Breakthrough study: Indian-origin scientist finds cancer therapy safe for HIV, TB patients

New Delhi: A study led by an Indian-origin scientist has made a breakthrough in helping patients battling both HIV and tuberculosis (TB). The research found that a cancer therapy can effectively control TB without interfering with combined antiretroviral therapy (cART).
cART is a treatment that uses a combination of three or more drugs to treat HIV infection.
While many TB cases can be treated with antibiotics over several months, the infection can return in individuals who are immunocompromised due to HIV. This resurgence of TB, responsible for over 1.3 million deaths globally, can often be fatal for these patients.
“This is an important hurdle that this host-directed therapy had to clear in order to help patients battling both HIV and TB,” said Professor Smriti Mehra, from Texas Biomedical Research Institute (Texas Biomed)
In the study, published in the peer-reviewed journal JCI Insight, the scientist and her team focussed on the protein, called IDO (short for Indoleamine-2,3-dioxygenase) -- a therapy currently used in cancer.
The host-directed therapy, already approved by the US FDA, blocks or inhibits an immune system protein naturally found in the body.
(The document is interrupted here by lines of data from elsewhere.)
PR #555, opened 2015-09-18
OCSADV-414: Display observation information on the Catalog Navigator

cquiroz:
On this PR, the Catalog Navigator is enhanced to display information about the observation that triggered the manual guide star search. This includes instrument, guider and conditions. A screenshot is included below:

screenshot 2015-09-18 00 22 16

Note that this is a subtask of the overall *Manual Guide Search* task. In this subtask I want to display the observation context info and in later subtasks you could change the conditions to refine the queries.
Observation info is displayed in controls instead of labels, even though those controls don't do anything, as it is duplicated effort to do labels and then change them to combo boxes. In future PRs, these boxes will be used to update the queries

### DIFF
--- a/bundle/jsky.app.ot/src/main/java/jsky/app/ot/gemini/editor/targetComponent/AgsStrategyCombo.java
+++ b/bundle/jsky.app.ot/src/main/java/jsky/app/ot/gemini/editor/targetComponent/AgsStrategyCombo.java
@@ -29,8 +29,7 @@ public final class AgsStrategyCombo extends AgsSelectorControl implements Action
             if (o == null || getClass() != o.getClass()) return false;
 
             final ComboEntry that = (ComboEntry) o;
-            if (!name.equals(that.name)) return false;
-            return strategy.equals(that.strategy);
+            return name.equals(that.name) && strategy.equals(that.strategy);
         }
 
         @Override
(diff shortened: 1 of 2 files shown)


swalker2m:
The guider and conditions are over in the query parameters.  Is the idea that they modify the radial and magnitude ranges for you?

cquiroz:
This PR only displays the obs context info but the current query uses the default strategy to define the radius/magnitude constraints. A second step will let the user change the guider and conditions to change the magnitude ranges refining the constraints

bundle/jsky.app.ot/src/main/java/jsky/app/ot/gemini/editor/targetComponent/AgsStrategyCombo.java
```diff
@@ -59,36 +58,27 @@ public void setAgsOptions(final AgsContext opts) {
...
-                }
-            });
-
-        sel.foreach(new ApplyOp<ComboEntry>() {
-            @Override public void apply(ComboEntry comboEntry) {
-                model.setSelectedItem(comboEntry);
+        validEntries.foreach(new ApplyOp<ComboEntry>() {
+            @Override
+            public void apply(ComboEntry comboEntry) {
+                System.out.println("ENT " + comboEntry);
```
swalker2m: Is this just left over debugging?

cquiroz: Right, thanks for noticing it :disappointed:

swalker2m:
Since we present the controls, perhaps we should wait until they are hooked up before merging?

cquiroz:
That's right, we could do that, I didn't want to make an interim PR with just the labels and then switch to controls. I have separate tickets for adapting the controls

cquiroz:
I removed the extra debugging code.
In this sub-task we only want to display the values of the obs context without interaction yet. That will come on future tasks like OCSADV-416 and OCSADV-403. It didn't make sense to do more work than necessary to display the info in labels when it is known that they will be switched to combo boxes
If there are no objections I'll merge soon though I agree that perhaps the subtasks should be more self-contained

arturog8m:
This looks sensible to me :+1:

PR #556, opened 2015-09-21
OCSADV-419-B remove named target from core model

tpolecat:
This removes `NamedTarget` from the new model. It is subsumed by `NonSiderealTarget`.


cquiroz:
:+1:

The team showed that IDO normally suppresses the immune system, preventing it from causing excessive inflammation and organ damage.
Blocking IDO for short intervals led to more successful cancer treatments.
Mehra’s team previously showed that the same approach improves control of TB in conjunction with antibiotics.
They experimented with the therapy in the current study in nonhuman primates with both TB and simian immunodeficiency virus -- the nonhuman primate version of HIV.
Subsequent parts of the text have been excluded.